- [Input material]:
_ _ _
PR #37, opened 2025-11-21
feat: add dedicated endpoint for subtask status updates

Emilia-Z:


blotztask-api/Modules/Tasks/Commands/SubTasks/UpdateSubtaskStatus.cs
```diff
@@ -0,0 +1,49 @@
...
+using BlotzTask.Shared.Exceptions;
+using Microsoft.EntityFrameworkCore;
+
+namespace BlotzTask.Modules.Tasks.Commands.SubTasks;
+
+
+
+public class UpdateSubtaskStatusCommand
+{
+    [Required]
```
nxn-nicole: looks like no need to use required here

blotztask-api/Modules/Tasks/Commands/SubTasks/UpdateSubtaskStatus.cs
```diff
@@ -0,0 +1,49 @@
...
+        {
+            Id = subtask.Id,
+            UpdatedAt = subtask.UpdatedAt,
+            Message = subtask.IsDone? "Subtask marked as completed" :  "Subtask marked as incompleted"
+        };
+
+    }
+}
+
+public class SubtaskStatusResultDto
```
nxn-nicole: look like frontend doesn't need these information? maybe we don't need to return it

blotztask-api/Modules/Tasks/Commands/SubTasks/UpdateSubtaskStatus.cs
```diff
@@ -0,0 +1,49 @@
+using System.ComponentModel.DataAnnotations;
+using BlotzTask.Infrastructure.Data;
+using BlotzTask.Shared.Exceptions;
+using Microsoft.EntityFrameworkCore;
+
+namespace BlotzTask.Modules.Tasks.Commands.SubTasks;
+
+
+
+public class UpdateSubtaskStatusCommand
```
nxn-nicole: why need an extra command here and doesn't use subtaskId directly?

nxn-nicole (changes requested):

blotztask-api/Modules/Tasks/Commands/SubTasks/UpdateSubtaskStatus.cs
```diff
@@ -0,0 +1,38 @@
+using System.ComponentModel.DataAnnotations;
+using BlotzTask.Infrastructure.Data;
+using BlotzTask.Shared.Exceptions;
+using Microsoft.EntityFrameworkCore;
+
+namespace BlotzTask.Modules.Tasks.Commands.SubTasks;
+
+
+
+public class @int
```
nxn-nicole: why need to use @int? I feel like you use Handle(int subtaskId, below is fine

nxn-nicole (changes requested):

nxn-nicole (approved):

PR #44, opened 2025-11-25
fix green spot bug (floating title)

nxn-nicole:


blotztask-api/Modules/Tasks/Queries/Tasks/GetAllTasks.cs
```diff
@@ -17,7 +17,7 @@ public async Task<List<AllTaskItemDto>> Handle(GetAllTasksQuery query, Cancellat
 
         var tasks = await db.TaskItems
             .Where(t => t.UserId == query.UserId)
-            .OrderByDescending(t => t.StartTime ?? DateTimeOffset.MinValue)
+            .OrderByDescending(t => t.StartTime).ThenBy(t => t.Title)
```
sol-wizard, line 20: what if task with no start time ? will this crash or any error ?

sol-wizard (approved):

PR #47, opened 2025-11-25
Long press delete, short press direct edit page

LiChenyang-GZ:


blotztask-mobile/src/app/(protected)/star-spark.tsx
```diff
@@ -41,10 +69,28 @@ export default function StarSparkScreen() {
...
       </View>
+
       {isLoading && <LoadingScreen />}
       {!isLoading && floatingTasks && floatingTasks.length > 0 && (
-        <FloatingTaskDualView tasks={floatingTasks} />
+        <FloatingTaskDualView
+          tasks={floatingTasks}
+          onDeleteTask={handleDeleteTask}
+          deletingId={deletingId}
+          onPressTask={handlePressTask}
```
nxn-nicole, line 74: you can use handlePressTask inside task card then maybe don't need to pass it from the parent component?

blotztask-mobile/src/app/(protected)/star-spark.tsx
```diff
@@ -41,10 +69,28 @@ export default function StarSparkScreen() {
...
         />
       </View>
+
       {isLoading && <LoadingScreen />}
       {!isLoading && floatingTasks && floatingTasks.length > 0 && (
-        <FloatingTaskDualView tasks={floatingTasks} />
+        <FloatingTaskDualView
+          tasks={floatingTasks}
+          onDeleteTask={handleDeleteTask}
+          deletingId={deletingId}
```
nxn-nicole: usetaskmutation has a isDeleting. if you use that one then don't need to use another deletingId

nxn-nicole (changes requested):

PR #49, opened 2025-11-26
Set up notification

nxn-nicole:


blotztask-mobile/src/app/(protected)/task-create.tsx
```diff
@@ -15,8 +17,12 @@ function TaskCreateScreen() {
   const handleTaskSubmit = async (formValues: TaskFormField) => {
     try {
       const dto = mapFormToAddTaskItemDTO(formValues);
-      await addTask(dto);
+      const newTaskId = await addTask(dto);
       posthog.capture("manual_task_creation");
+
+      const newTask = await fetchTaskById(newTaskId);
+      scheduleTaskReminder(newTask);
```
sol-wizard: why need another round trip to backend? i though one trip is enough ?

sol-wizard (changes requested):

blotztask-mobile/src/app/(protected)/task-create.tsx
nxn-nicole: changed

sol-wizard (approved):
_ _ _
- [Task to carry out]:
A copy of each line above that holds the word "another" is the expected answer.

- [Solution for this exercise]:
nxn-nicole: usetaskmutation has a isDeleting. if you use that one then don't need to use another deletingId
sol-wizard: why need another round trip to backend? i though one trip is enough ?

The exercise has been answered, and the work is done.